The response should consist of the data reproduced word for word.

[Stored items]
+===+
PR #58135, opened 2025-05-20
Add static analysis for email-editor PHP package 

lysyjan:

Closes WOOPLUG-3234.

- This PR reintroduces the PHPStan static analysis command.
+===+
• [Output for this exercise]:
PR #58135, opened 2025-05-20
Add static analysis for email-editor PHP package 

lysyjan:

Closes WOOPLUG-3234.

- This PR reintroduces the PHPStan static analysis command.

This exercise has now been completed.